— WORK ORDER —
The answer must be an exact copy of every record.

*****

PR #107, opened 2016-05-18
Remove deprecated env file, report different error for deprecated envs

jietang:
More convenient for end-users, but also helpful on the scoreboard side when handling requests from old libraries


gym/envs/registration.py
```diff
@@ -89,7 +89,15 @@ def spec(self, id):
         try:
             return self.env_specs[id]
         except KeyError:
-            raise error.UnregisteredEnv('No registered env with id: {}'.format(id))
+            # Parse the env name and check to see if it matches the non-version
+            # part of a valid env (could also check the exact number here)
+            env_name = match.group(1)
+            matching_envs = [full_env_name for full_env_name in self.env_specs
+                             if full_env_name.startswith(env_name + '-v')]
```
gdb: I would prefer to do the env name parsing in Spec, and then the comparison becomes a straightforward equality comparison (and the semantics are dictated entirely by the regex).

jietang: sorry, do you mean in EnvSpec? This new code is inside registry.spec()

gdb: Yep, exactly. Sorry for being unclear :).

Issue #111, opened 2016-05-20
Error when numpy version isn't of the standard x.x.x format


MarCnu:
When I try to import gym, I get this Traceback

```
Traceback (most recent call last):
  File "<stdin>", line 1, in <module>
  File "dqn/environment.py", line 2, in <module>
    import gym
  File "/usr/local/lib/python2.7/dist-packages/gym/__init__.py", line 32, in <module>
    sanity_check_dependencies()
  File "/usr/local/lib/python2.7/dist-packages/gym/__init__.py", line 18, in sanity_check_dependencies
    if distutils.version.StrictVersion(numpy.__version__) < distutils.version.StrictVersion('1.10.4'):
  File "/usr/lib/python2.7/distutils/version.py", line 40, in __init__
    self.parse(vstring)
  File "/usr/lib/python2.7/distutils/version.py", line 107, in parse
    raise ValueError, "invalid version number '%s'" % vstring
ValueError: invalid version number '1.12.0.dev0+8ccfede'
```

https://github.com/openai/gym/blob/1d414864802bf1e7e4b8beae85cbd5a196e3cdaa/gym/__init__.py#L13-23

```
def sanity_check_dependencies():
    import numpy
    import requests
    import six

    if distutils.version.StrictVersion(numpy.__version__) < distutils.version.StrictVersion('1.10.4'):
        logger.warn("You have 'numpy' version %s installed, but 'gym' requires at least 1.10.4. HINT: upgrade via 'pip install -U numpy'.", numpy.__version__)

    if distutils.version.StrictVersion(requests.__version__) < distutils.version.StrictVersion('2.0'):
        logger.warn("You have 'requests' version %s installed, but 'gym' requires at least 2.0. HINT: upgrade via 'pip install -U requests'.", requests.__version__)
```

In my self-compiled numpy, my version is '1.12.0.dev0+8ccfede', it isn't a recognised format by distutils.version.StrictVersion and it leads to an error.

It would be nice to be less strict in the format of versions.

gdb:
Ah yes we should just skip the check if the version doesn't parse. Up for
writing a patch?

On Friday, May 20, 2016, MarCnu <notifications@github.com> wrote:

> When I try to import gym, I get this Traceback
>
> Traceback (most recent call last):
>   File "<stdin>", line 1, in <module>
>   File "dqn/environment.py", line 2, in <module>
>     import gym
[...]

PR #113, opened 2016-05-20
Replace StrictVersion by LooseVersion

MarCnu:
Replaces the parsing function for the version comparison, to allow non standard versions. Remains unchanged for standard versions. http://epydoc.sourceforge.net/stdlib/distutils.version.LooseVersion-class.html

See https://github.com/openai/gym/issues/111


jietang:
Thanks @MarCnu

*****

— RESULT —
PR #107, opened 2016-05-18
Remove deprecated env file, report different error for deprecated envs

jietang:
More convenient for end-users, but also helpful on the scoreboard side when handling requests from old libraries


gym/envs/registration.py
```diff
@@ -89,7 +89,15 @@ def spec(self, id):
         try:
             return self.env_specs[id]
         except KeyError:
-            raise error.UnregisteredEnv('No registered env with id: {}'.format(id))
+            # Parse the env name and check to see if it matches the non-version
+            # part of a valid env (could also check the exact number here)
+            env_name = match.group(1)
+            matching_envs = [full_env_name for full_env_name in self.env_specs
+                             if full_env_name.startswith(env_name + '-v')]
```
gdb: I would prefer to do the env name parsing in Spec, and then the comparison becomes a straightforward equality comparison (and the semantics are dictated entirely by the regex).

jietang: sorry, do you mean in EnvSpec? This new code is inside registry.spec()

gdb: Yep, exactly. Sorry for being unclear :).

Issue #111, opened 2016-05-20
Error when numpy version isn't of the standard x.x.x format


MarCnu:
When I try to import gym, I get this Traceback

```
Traceback (most recent call last):
  File "<stdin>", line 1, in <module>
  File "dqn/environment.py", line 2, in <module>
    import gym
  File "/usr/local/lib/python2.7/dist-packages/gym/__init__.py", line 32, in <module>
    sanity_check_dependencies()
  File "/usr/local/lib/python2.7/dist-packages/gym/__init__.py", line 18, in sanity_check_dependencies
    if distutils.version.StrictVersion(numpy.__version__) < distutils.version.StrictVersion('1.10.4'):
  File "/usr/lib/python2.7/distutils/version.py", line 40, in __init__
    self.parse(vstring)
  File "/usr/lib/python2.7/distutils/version.py", line 107, in parse
    raise ValueError, "invalid version number '%s'" % vstring
ValueError: invalid version number '1.12.0.dev0+8ccfede'
```

https://github.com/openai/gym/blob/1d414864802bf1e7e4b8beae85cbd5a196e3cdaa/gym/__init__.py#L13-23

```
def sanity_check_dependencies():
    import numpy
    import requests
    import six

    if distutils.version.StrictVersion(numpy.__version__) < distutils.version.StrictVersion('1.10.4'):
        logger.warn("You have 'numpy' version %s installed, but 'gym' requires at least 1.10.4. HINT: upgrade via 'pip install -U numpy'.", numpy.__version__)

    if distutils.version.StrictVersion(requests.__version__) < distutils.version.StrictVersion('2.0'):
        logger.warn("You have 'requests' version %s installed, but 'gym' requires at least 2.0. HINT: upgrade via 'pip install -U requests'.", requests.__version__)
```

In my self-compiled numpy, my version is '1.12.0.dev0+8ccfede', it isn't a recognised format by distutils.version.StrictVersion and it leads to an error.

It would be nice to be less strict in the format of versions.

gdb:
Ah yes we should just skip the check if the version doesn't parse. Up for
writing a patch?

On Friday, May 20, 2016, MarCnu <notifications@github.com> wrote:

> When I try to import gym, I get this Traceback
>
> Traceback (most recent call last):
>   File "<stdin>", line 1, in <module>
>   File "dqn/environment.py", line 2, in <module>
>     import gym
[...]

PR #113, opened 2016-05-20
Replace StrictVersion by LooseVersion

MarCnu:
Replaces the parsing function for the version comparison, to allow non standard versions. Remains unchanged for standard versions. http://epydoc.sourceforge.net/stdlib/distutils.version.LooseVersion-class.html

See https://github.com/openai/gym/issues/111


jietang:
Thanks @MarCnu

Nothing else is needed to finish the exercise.